Task brief:
Line by line, retype the material below exactly, from its first line up to and including the one holding "--- a/src/utils/serve-functions.js".

Data section:

PR #2258, opened 2021-04-27
feat: memoize build function

eduardoboucas:
**- Summary**

Use memoization instead of debouncing the build function.

**- Test plan**

Reinstates the TypeScript tests.

cat-sample_1313

### DIFF
--- a/src/utils/serve-functions.js
+++ b/src/utils/serve-functions.js
@@ -328,6 +328,8 @@ const createFormSubmissionHandler = function ({ siteUrl, warn }) {
     const fakeRequest = new Readable({
       read() {
         this.push(req.body)
+        // TODO: remove when https://github.com/sindresorhus/eslint-plugin-unicorn/issues/1057 is fixed
+        // eslint-disable-next-line unicorn/no-array-push-push
         this.push(null)
       },
     })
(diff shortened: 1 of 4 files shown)


src/utils/serve-functions.js
```diff
@@ -515,21 +515,35 @@ const setupFunctionsBuilder = async ({ config, errorExit, functionsDirectory, lo
...
+    const key = `${eventType}@${path}`
+
+    if (!cache.has(key)) {
+      cache.set(
+        key,
+        buildFunction(path, eventType).finally(() => cache.delete(key)),
+      )
+    }
+
+    return cache.get(key)
```
erezrokah, line 534: I couldn't find where the return value is used

src/utils/serve-functions.js
```diff
@@ -515,21 +515,35 @@ const setupFunctionsBuilder = async ({ config, errorExit, functionsDirectory, lo
...
-    leading: true,
-    trailing: true,
-  })
+  const cache = new Map()
+
+  const buildFunction = getBuildFunction({ functionBuilder, log })
+
+  // `memoizedBuild` will avoid consecutive calls to the build function with
+  // the same arguments until the previous invokation has finished running.
+  const memoizedBuild = (path, eventType) => {
```
erezrokah, line 524: If the user edits the same file multiple times only the first triggers a build?
Do we want to run the last one too?

erezrokah (changes requested):
Thanks @eduardoboucas, I think we might need a combination of debounce and memoize

src/utils/serve-functions.js
eduardoboucas: It's not used currently, but `debouncedBuild` preserved the return value of the build function and I thought `memoizedBuild` should respect that.

src/utils/serve-functions.js
```diff
@@ -515,21 +515,35 @@ const setupFunctionsBuilder = async ({ config, errorExit, functionsDirectory, lo
...
+    const key = `${eventType}@${path}`
+
+    if (!cache.has(key)) {
+      cache.set(
+        key,
+        buildFunction(path, eventType).finally(() => cache.delete(key)),
```
ehmicky, line 530: Would using an async-aware memoization library like [`moize`](https://github.com/planttheidea/moize) work here?
https://github.com/planttheidea/moize#ispromise

eduardoboucas:
In https://github.com/netlify/cli/pull/2258/commits/b9f99f49130755c5d431bda31a3a00a16b10f1de I've updated the `memoizeBuild` to ensure any updates performed while the function builder is running are executed afterwards, whilst at the same time being able to discard any duplicate filesystem events in the same way that `debounce` used to do.

The implementation is non-trivial, but hopefully the comments I've added help clarify the behaviour.

> If the user edits the same file multiple times only the first triggers a build?
> Do we want to run the last one too?

@erezrokah This should now be addressed.

> Would using an async-aware memoization library like moize work here?

I think this is a special case where we want a time-based memoization with a debounce interval. I'm not aware of any library that does exactly what we need, but I'm happy to explore alternatives.

erezrokah (approved):

ehmicky (approved):

erezrokah (approved):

Exercise response:
PR #2258, opened 2021-04-27
feat: memoize build function

eduardoboucas:
**- Summary**

Use memoization instead of debouncing the build function.

**- Test plan**

Reinstates the TypeScript tests.

cat-sample_1313

### DIFF
--- a/src/utils/serve-functions.js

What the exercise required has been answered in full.